Each enzyme class has subclasses and is named with a four-digit number for specific identification.

Co-factors

• Enzymes sometimes need non-protein helpers called co-factors to be active.
• The protein part of an enzyme is called the apoenzyme.

Types of Co-factors

1. Prosthetic Groups
   • Tightly bound to the apoenzyme.
   • Example: Haem in peroxidase and catalase helps break down hydrogen peroxide.
2. Co-enzymes
   • Temporarily bind to the apoenzyme during catalysis.
   • Can assist in various enzyme reactions.
   • Often made from vitamins.
   • Example: NAD and NADP contain the vitamin niacin.
3. Metal Ions
   • Form bonds with the enzyme’s active site and the substrate.
   • Example: Zinc is a co-factor for the enzyme carboxypeptidase.
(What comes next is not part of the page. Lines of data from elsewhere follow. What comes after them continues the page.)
PR #1390, opened 2024-06-12
API: Add getSaveData API

### LINKED ISSUE #851: Concept: Automatic export to GitHub Gists or other online document platform
**Idea**
1. In the option menu, add a login button to GitHub (or Google Docs, Dropbox, etc.). (EDIT: Steam?)
2. When logged in, game [creates a Gist](https://docs.github.com/en/rest/gists/gists?apiVersion=2022-11-28#create-a-gist) or [read](https://docs.github.com/en/free-pro-team@latest/rest/gists/gists?apiVersion=2022-11-28#get-a-gist) current save game and then [update it periodically](https://docs.github.com/en/rest/gists/gists?apiVersion=2022-11-28#update-a-gist).

Optionally add a profile or save game name, in case players would like to switch between saves.

catloversg:
This PR implements my suggestion at https://github.com/bitburner-official/bitburner-src/issues/851#issuecomment-2156607081. ~~There is a small change: the returned data is `Uint8Array | string` instead of `Uint8Array`.~~
Edit: The returned data is still a `Uint8Array`.

I put the new API in the singularity namespace because all automation APIs are in that namespace, including the related `ns.Singularity.exportGame` API.

Closes #851.


src/ScriptEditor/NetscriptDefinitions.d.ts
```diff
@@ -1690,6 +1690,15 @@ export type Task = StudyTask | CompanyWorkTask | CreateProgramWorkTask | CrimeTa
  * @public
  */
 export interface Singularity {
+  /**
+   * This function returns the save data. If your browser supports Compression Streams API, the save data is a
```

• Enzymes lose their catalytic activity if the co-factor is removed, showing how essential co-factors are for enzyme function.

Chapter Summary:

• Living organisms have diverse forms but similar chemical composition and metabolic reactions.
• Living tissues and non-living matter have similar elemental composition qualitatively.
• Carbon, hydrogen, and oxygen are more abundant in living systems.
• Water is the most abundant chemical in living organisms.
• Living organisms have many small biomolecules (<1000 Da).
  • Examples: Amino acids, sugars, fatty acids, glycerol, nucleotides, nucleosides, and nitrogen bases.
  • 20 types of amino acids and 5 types of nucleotides exist.
• Fats and oils are glycerides, with fatty acids esterified to glycerol.
• Phospholipids have a phosphorylated nitrogenous compound.
• Three types of macromolecules in living systems:
  1. Proteins
  2. Nucleic acids (RNA and DNA)
  3. Polysaccharides
• Lipids are associated with membranes and separate in the macromolecular fraction.
• Biomacromolecules are polymers made of different building blocks:
  • Proteins: Heteropolymers of amino acids.
  • Nucleic acids: Composed of nucleotides.
  • Polysaccharides: Cell wall components, exoskeleton of arthropods, and energy storage (starch, glycogen).
• Biomacromolecules have hierarchical structures:
  • Primary
  • Secondary
  • Tertiary
  • Quaternary
• Functions of biomacromolecules:
  • Nucleic acids: Genetic material.
  • Polysaccharides: Structural components and energy storage.
  • Proteins: Cellular functions (enzymes, antibodies, receptors, hormones, structural proteins).
• Collagen: Most abundant protein in animals.
• RuBisCO: Most abundant protein in the biosphere.
• Enzymes: Proteins that catalyze biochemical reactions.
  • Ribozymes: Nucleic acids with catalytic power.
  • Enzymes have substrate specificity, optimal temperature, and pH.
  • High temperatures denature enzymes.
  • Enzymes lower activation energy and speed up reactions.
• Nucleic acids: Carry hereditary information, passed from parents to offspring.